The above is probably slightly inaccurate, and I’m sure I’ve left out some details. And, of course, the frontend interfaces changes with each new gcc release. However, if you are interested in writing a gcc frontend, I hope this will give you a start.

Comments (2)

Go New/Make

One of the aspects of Go that some people find confusing is the two predeclared functions, new and make. Both functions are specially implemented in the compiler. They take a type as an argument and return a value. This can make it seem confusing when you should use one and when you should use the other. In fact the functions are quite different.

The new function is the familiar one from C++ and other languages: it takes a type, allocates a new zero value of that type in the heap, and returns a pointer to the new value. A call new(T) returns a value *T (in Go the * in a pointer type appears before the type to which it points, not after). The important point here is that new creates a zero value of the given type.

The make function is different. It creates a non-zero value of the given type. The make function may only be used with a few specific types: slices, maps, and channels. The zero value for these types is simply nil. In the case of maps and channels, make is the only way to create a real, non-nil, value. In the case of a slice, make creates an array in the heap (as with new) and then returns a pointer to that array converted to a slice.

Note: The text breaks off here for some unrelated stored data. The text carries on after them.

Issue #293, opened 2022-02-14
Expand kcidb.oo module tests


spbnick:
We have [just merged](https://github.com/kernelci/kcidb/pull/247) the first basic tests of the `kcidb.oo` module. It would be good to add more tests.

As a start, we could use the following setup:

- [x] Load the following data for a revision into an SQLite database:
  - [x] Two valid checkouts, and one invalid checkout, using the same commit hash, and with repositories "https://repo_valid", "https://repo_valid", and "https://repo_invalid", and branches "branch_valid1", "branch_valid2", and "branch_invalid" respectively.
  - [x] Two valid, and one invalid build for each valid checkout, using architectures "valid1", "valid2", and "invalid" respectively
  - [x] Two passed, and one failed tests for each valid build, using paths "pass1", "pass2", and "fail" respectively

Do the following when accessing the database through the OO client:

- [ ] Check that database objects can be traversed using the OO representation:
  - [x] Check that the revision's links can be successfully traversed, including:
    - [x] The `repo_branch_checkouts` property has all checkouts loaded into the database, indexed by their repositories and branches
    - [x] The `architecture_valid_builds` property has all six builds, indexed by their architectures and valid status
    - [x] The `builds` property has all six loaded builds
    - [x] The `tests` property has all twelve loaded tests
    - [x] The `tests_root` property returns the root test node (`Node` instance)
  - [x] Check that links of a valid checkout can be successfully traversed, including:
    - [x] The `revision` property points to the correct revision object
    - [x] The `builds` property has all three of the loaded builds
    - [x] The `tests` property has all six loaded tests
    - [x] The `tests_root` property returns the root test node (`Node` instance)
  - [x] Check that links of a valid build can be successfully traversed, including:
    - [x] The `checkout` property points to the correct checkout object
    - [x] The `tests` property has all three loaded tests
    - [x] The `tests_root` property returns the root test node (`Node` instance)
  - [x] Check that links of a test can be successfully traversed, including:
    - [x] The `build` property points to the correct build object
  - [x] Check that links of the revision's root test node (`Node` instance from revision's `tests_root`) can be successfully traversed, including:
    - [x] The `parent` property points to the revision object
    - [x] The `tests` property contains an empty array
    - [x] The `nodes` property contains three sub-nodes, with paths "pass1", "pass2", and "fail", and each of those nodes:
      - [x] Has `parent` property point to the containing node
      - [x] Has four tests with the same corresponding `path` in `tests` property
[...]

PR #296, opened 2022-03-01
tests: Add more kcidb.oo test

mrbazzan:
Part of #293

### DIFF
--- a/kcidb/oo/__init__.py
+++ b/kcidb/oo/__init__.py
@@ -419,6 +419,9 @@ class Build(Object, TestContainer):
 class Test(Object):
     """An OO-representation of a test"""
 
+    # prevent class from being collected by unittest.
+    __test__ = False
+
 
 # A map of object type names and Object-derived classes handling their data
 CLASSES = dict(
--- a/kcidb/test_oo.py
+++ b/kcidb/test_oo.py
@@ -2,6 +2,7 @@
 
 import kcidb
 from kcidb.unittest import local_only
+from kcidb.oo import Checkout, Build, Test
 
 
 @local_only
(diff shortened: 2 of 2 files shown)


kcidb/test_oo.py
```diff
@@ -203,3 +203,169 @@ def test_two_object(self):
             '>checkout#>build#>test#',
             {"test", "build", "checkout", "revision"}, 2
         )
+
+
+class KCIDBMore00ClientTestCase(kcidb.unittest.TestCase):
```
mrbazzan, line 208: I couldn't come up with variable names for the new class, so I just added *More*. That probably needs to be changed.

kcidb/test_oo.py
```diff
@@ -203,3 +203,169 @@ def test_two_object(self):
...
+                        "origin": "redhat", "status": "FAIL", "path": "fail",
+                    },
+                ]
+            }
+        )
+        self.client = kcidb.oo.Client(source)
+
+    def test_traversing_revision_link(self):
+        """Check that revision's links are successfully traversed"""
+        self.assertTrue([1])
```
mrbazzan, line 371: This is just to get the test passing.

kcidb/test_oo.py
spbnick: Since all our next tests are about traversing the objects, we can call it something like `KCIDBOOTraversingTestCase`.

kcidb/test_oo.py
```diff
@@ -203,3 +203,169 @@ def test_two_object(self):
...
+    def setUp(self):
+        source = kcidb.db.Client("sqlite::memory:")
+        source.init()
+        source.load(
+            {
+                "version": {"major": 4, "minor": 0},
+                "checkouts": [
+                    {
+                        "id": "_:kernelci:5acb9c2a7bc836e"
+                              "9e5172bbcd2311499c5b4e5f1",
```
spbnick, line 220: I haven't looked at the data details, we'll just see how the tests go, but you can have minimal IDs, or IDs actually describing what the object is about. You only need them to comply with the schema. E.g. something like `_:valid1`, `_:valid2`, `_:invalid` and so on. That should make the data easier to read and understand.

spbnick (changes requested):
Nice small start! Let's continue in small steps. Perhaps merge a few tests at a time? Thank you :relaxed:

mrbazzan:
> Nice small start! Let's continue in small steps. Perhaps merge a few tests at a time? Thank you relaxed

Ready!

kcidb/test_oo.py
```diff
@@ -203,3 +204,225 @@ def test_two_object(self):
...
+            oo_object_list: A list of kcidb.oo.Object instances.
+            num_instances:  The number of instance of object contained
+                            in the oo_object_list.
+        """
+        assert isinstance(oo_object_list, list)
+        assert isinstance(num_instances, int)
+
+        self.assertEqual(
+            len(oo_object_list), num_instances,
+            msg=f"Invalid number of {oo_object_list[0]} instances"
```
spbnick, line 234: This would fail with another exception if the `oo_object_list` is empty, masking the assertion failure. I.e. you can't really find out the expected type of objects in an empty list. Additionally, strictly speaking, the type of one object doesn't guarantee that the rest of them are the same type. To make this work reliably and make sense you'd need to pass the (name of the) expected type to the function explicitly.

kcidb/test_oo.py
```diff
@@ -203,3 +204,225 @@ def test_two_object(self):
...
+            oo_dict:    A dictionary of objects indexed by two indices.
+            item:       A list of first indexing items.
+       """
+        for key in oo_dict.keys():
+            self.assertIn(key, item)
+            self.assertEqual(oo_dict[key].keys(), item[key].keys())
+            for type_objs in oo_dict[key]:
+                self.assertEqual(
+                    len(oo_dict[key][type_objs]), item[key][type_objs]
+                )
```
spbnick, line 251: Having and using this kind of function for our tests seems like a good idea.

However, it needs better documentation, explaining what exactly the last argument should be. It can also be made more elegant and more universal with recursion, allowing us to validate any number of nested dictionaries, or even arrays. We also need to verify that none of them contain anything more than what we expect.

We can shorten `Dictionary` to just `Dict` in the name, and we also need to be explicit that it's not checking actual contents, but only the counts. A nice addition could be checking the types of objects too, but we can start with just the counts.

Can you figure out how to do that?

kcidb/test_oo.py
```diff
@@ -203,3 +204,225 @@ def test_two_object(self):
...
+
+    # Conform to unittest conventions, pylint: disable=invalid-name
+
+    def query_str(self, pattern_string):
+        """Run OO client query with a parsed string."""
+        return self.client.query(
+            kcidb.orm.Pattern.parse(pattern_string)
+        )
+
+    def assertNumberOfInstances(self, oo_object_list, num_instances):
```
spbnick, line 220: This function doesn't actually care whether "instances", or anything else (like numbers, strings, or types) is contained in the lists. So we can have more generic names for the function and the arguments. This would make the function more useful and the code using it easier to understand.

spbnick (changes requested):
Nice start for the first bunch of tests! I left a few style and functionality comments inline.

mrbazzan:
> Nice start for the first bunch of tests! I left a few style and functionality comments inline.

@spbnick
I have implemented the necessary changes. Please review.

mrbazzan:
> Nice start for the first bunch of tests! I left a few style and functionality comments inline.

@spbnick
I have implemented the necessary changes. Please review.

kcidb/test_oo.py
mrbazzan: Yes. of course. Check out how I went about it.

mrbazzan: Yes. of course. Check out how I went about it.

kcidb/test_oo.py
```diff
@@ -203,3 +203,240 @@ def test_two_object(self):
...
+
+        self.assertEqual(
+            len(list_of_items), num_elements,
+            msg=f"Invalid number of {type_name} instances"
+        )
+        for i, obj in enumerate(list_of_items):
+            self.assertIsInstance(obj, kcidb.oo.CLASSES[type_name],
+                                  msg=f"Invalid type of {type_name} #{i}")
+
+    def assertDictContains(self, dict_of_items, data, type_name):
```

So you use new when you want to allocate space in the heap, e.g., for a linked list. You use make when you want to create a map or channel, or as a convenient shorthand for creating a slice.

Composite literals are also related to new, but not make. If you take the address of a composite literal, as in &(struct { i int}){1} then you get a new value on the heap. Each time you execute that code, you get a new one. So taking the address of a composite literal is similar to using new, except that you get a non-zero value. This serves as a convenient, frequently used, shorthand.